TASK GOAL:
Here are some records; copy every line that holds the word "these".

============================================================

PR #71, opened 2017-03-13
Fix patsy import

tyarkoni:
Tests are failing on Python 3 because `bambi.external.patsy` is trying to import from `patsy`, which has the same name. Solution is to treat unqualified import statements as absolute.


tyarkoni:
Incidentally, this is almost certainly the same issue that I was running into when trying to restructure the backends module into separate `pymc` and `stan` modules, so now we can revisit that as well.

tyarkoni:
Actually, I'm closing this PR and adding it to the stan instead, since this includes all of those commits.

PR #85, opened 2017-04-02
Added basic API documentation from docstrings.

ejolly:


tyarkoni:
Thanks! I'll leave the issue open for now, as there's still some more work to be done, but this is a great start!

PR #92, opened 2017-04-16
Preserve variable ordering when filtering names

amelio-vazquez-reina:
This change will preserve variable ordering in the `results` interface.

For example, the following will preserve the order of variables in `variables_of_interest` when plotting (top-to-bottom):
``` python
results[400:].plot(ranefs=True, varnames=variables_of_interest)
```


tyarkoni:
Thanks!

PR #93, opened 2017-04-21
Categorical na

jake-westfall:
Categorical NAs are now handled nicely, and this situation is now reflected in our tests. A code review would be nice on this one!

Basically `Model.add()` and `.set_priors()` are now internal functions `_add()` and `_set_priors()`, and they are replaced by new front-end functions `.add()` and `.set_priors()`, both of which store any arguments passed to them as lists of dictionaries in the attributes `.added_terms` and `.added_priors`. The new front-end `Model.add()` also does a bit of additional work in screening the added terms for missing values (by monitoring what patsy decides to drop, so no messy string parsing is required on our end) and keeping a running list of the complete cases in the dataset, given the added terms. Then `Model.build()`, when eventually called, first loops over all the dictionaries in `added_terms` and `_add()`s them; then loops over the dictionaries in `added_priors` and calls `_set_priors()` on them. In the latter case, we discussed possibly having a single prior dictionary that gets updated with each call to `set_priors()`, but a complication there would be that the user might want different values of `match_derived_names` for different calls to `set_priors()`, in which case something akin to this solution would be necessary anyway.

Also fixes a previously-undiscovered bug where calls like `.set_priors({'BMI', 0.3})` never actually resulted in the prior for `BMI` being set to Normal with scale=0.3, instead it was always using the "wide" scale value of .577.

And finally, modifies `Term.__init__()` so that you don't need to pass in the full `Model`, just the pieces of info that the `Term` actually uses, which turn out to just be a `PriorFactory` and an `auto_scale` flag.

### DIFF
--- a/bambi/models.py
+++ b/bambi/models.py
@@ -72,9 +72,9 @@ class Model(object):
         self.noncentered = noncentered
         self._backend_name = None
 
-        # build() will loop over these lists of argument dictionaries
+        # build() will loop over these, calling _add() and _set_priors()
         self.added_terms = []
-        self.added_priors
+        self.added_priors = []
 
         # if dropna=True, completes gets updated by add() to track complete cases
         self.completes = []
@@ -366,6 +366,7 @@ class Model(object):
              link=None, categorical=None, append=True):
         '''
         Internal version of add(), with the same arguments.
+        Runs during Model.build()
         '''
 
         data = self.clean_data
@@ -583,7 +584,7 @@ class Model(object):
                 and so on. If False, an exact match is required for the
                 prior to be applied.
         '''
-        # save arguments to pass to _add()
+        # save arguments to pass to _set_priors() at build time
         args = dict(zip(
             ['priors', 'fixed', 'random', 'match_derived_names'],
             [priors, fixed, random, match_derived_names]))
@@ -594,7 +595,8 @@ class Model(object):
     def _set_priors(self, priors=None, fixed=None, random=None,
                     match_derived_names=True):
         '''
-        Internal version of set_priors(). Runs during Model.build().
+        Internal version of set_priors(), with same arguments.
+        Runs during Model.build().
         '''
 
         targets = {}
--- a/bambi/models.py
+++ b/bambi/models.py
@@ -407,7 +407,9 @@ class Model(object):
                 cols = X.design_info.column_names[_slice]
                 term_data = pd.DataFrame(X[:, _slice], columns=cols)
                 prior = priors.pop(_name, priors.get('fixed', None))
-                self.terms[_name] = Term(self, _name, term_data, prior=prior)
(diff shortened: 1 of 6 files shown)


bambi/models.py
```diff
@@ -108,49 +120,41 @@ def build(self, backend=None):
                 and look in self._backend_name.
         '''
 
+        # retain only the complete cases
+        n_total = len(self.data.index)
+        if len(self.completes):
+            completes = [set(x) for x in sum(self.completes, [])]
+            completes = set.intersection(*completes)
+        else:
```
tyarkoni: I'm confused by the `len(self.completes)` check; suppose there's a case where NA-checking is done, but 100% of rows have at least one missing value. Then won't `self.completes` also be empty? Do we want then want to use all data anyway in that situation?

If the above is correct (and I'm probably missing something), we could probably default to `self.completes = None` and check that `is not None` rather than empty.

bambi/models.py
```diff
@@ -655,16 +725,20 @@ class Term(object):
...
+        default_priors: PriorFactory object
+        auto_scale (bool): If True (default), use default prior scaled to data.
+            Otherwise use flat prior.
     '''
     random = False
 
-    def __init__(self, model, name, data, categorical=False, prior=None,
-                 constant=None):
+    def __init__(self, name, data, categorical=False, prior=None, constant=None,
+        default_priors=PriorFactory(None), auto_scale=True):
```
tyarkoni: Values initialized in the signature will point to the same object in memory, and while this may not matter in practice here, it can lead to strange bugs in many cases, so is generally discouraged. Better to set to `None` and then initialize inside the method.

Also, do we need to pass an entire `PriorFactory` object? Can't we move the logic that checks if `auto_scale` is set (and appends `_flat` if so) to `Model._add` or `Model.add`, and then we can just use the `prior` argument instead (if it isn't explicitly set)?

jake-westfall:
Bizarrely, the test failure is because one of the default prior SDs evaluates to 4.99 in python3 and 4.41 in python2... I assume this has something to do with differing versions of `statsmodels` or something, but it's hard to see why even that would cause such a big substantive difference in the statistical answer.

bambi/models.py
jake-westfall: `len(self.completes)` should always be equal to the number of terms, because it is a list of arrays of length N, where N is the full number of rows. The if-else is just for the unlikely case of the empty model with no predictors (which is in our tests, although it's rarely of interest in the real world). If 100% of rows have a missing value, the `clean_data` DataFrame should end up empty, and the user should see a warning that N/N rows were dropped before see the eventual error.

bambi/models.py
jake-westfall: Yeah probably, that does sound nicer. I'll try that out.

PR #112, opened 2017-11-23
fixes Poisson link function; closes #111

### LINKED ISSUE #111: Bug in Poisson link function
This was [pointed out on Stack Overflow](https://stackoverflow.com/questions/45525631/incorrect-results-with-poisson-regression-using-bambi) a while ago, but I only just saw it (we need to get better about tracking SO posts--I just created an alert, and suggest you do too, @jake-westfall). Bambi is currently giving incorrect results for Poisson regression. This turns out to be due to an incorrect link function--it's currently specified in the PyMC3 back-end as log, when it should be exp. The problem actually stems from the same issue in PyMC3, as discussed [here](https://github.com/pymc-devs/pymc3/issues/1100) (though this is entirely my fault--I should have inspected the link functions more closely when porting them over).

This is a pretty big red flag that we need to be much more comprehensive about testing results for all major model classes for reasonable convergence with other packages (e.g, statsmodels). We should probably also start testing the Stan/PyMC3 backend outputs for convergence (we currently test priors, but I don't think we test parameter estimates). That would have helped here, because the Stan back-end produces the right result. I'll try to implement something more systematic when I have time (e.g., a simple step would be to write a helper function that takes two Stan and PyMC3-fitted models and tests that all parameter estimates are reasonably close).

Fix coming momentarily; I'm just detailing the bug here for posterity.

tyarkoni:
Fixes the link function for the Poisson family (now uses exp instead of log). See #111 for details.

### DIFF
--- a/bambi/backends/pymc.py
+++ b/bambi/backends/pymc.py
@@ -22,7 +22,8 @@ class PyMC3BackEnd(BackEnd):
         'identity': lambda x: x,
         'logit': theano.tensor.nnet.sigmoid,
         'inverse': theano.tensor.inv,
-        'log': theano.tensor.log
+        'log': theano.tensor.log,
+        'exp': theano.tensor.exp
     }
 
     dists = {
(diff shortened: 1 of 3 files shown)


tyarkoni:
Okay, I think this is ready. I set all link functions to use their inverses internally, and added an inverse square link to both backends. Will probably merge even if tests fail; they pass locally and appear to be timing out on travis.

jake-westfall:
Looks great to me. Thanks for taking care of this.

============================================================

ANSWER TO THIS EXERCISE:
-        # build() will loop over these lists of argument dictionaries
+        # build() will loop over these, calling _add() and _set_priors()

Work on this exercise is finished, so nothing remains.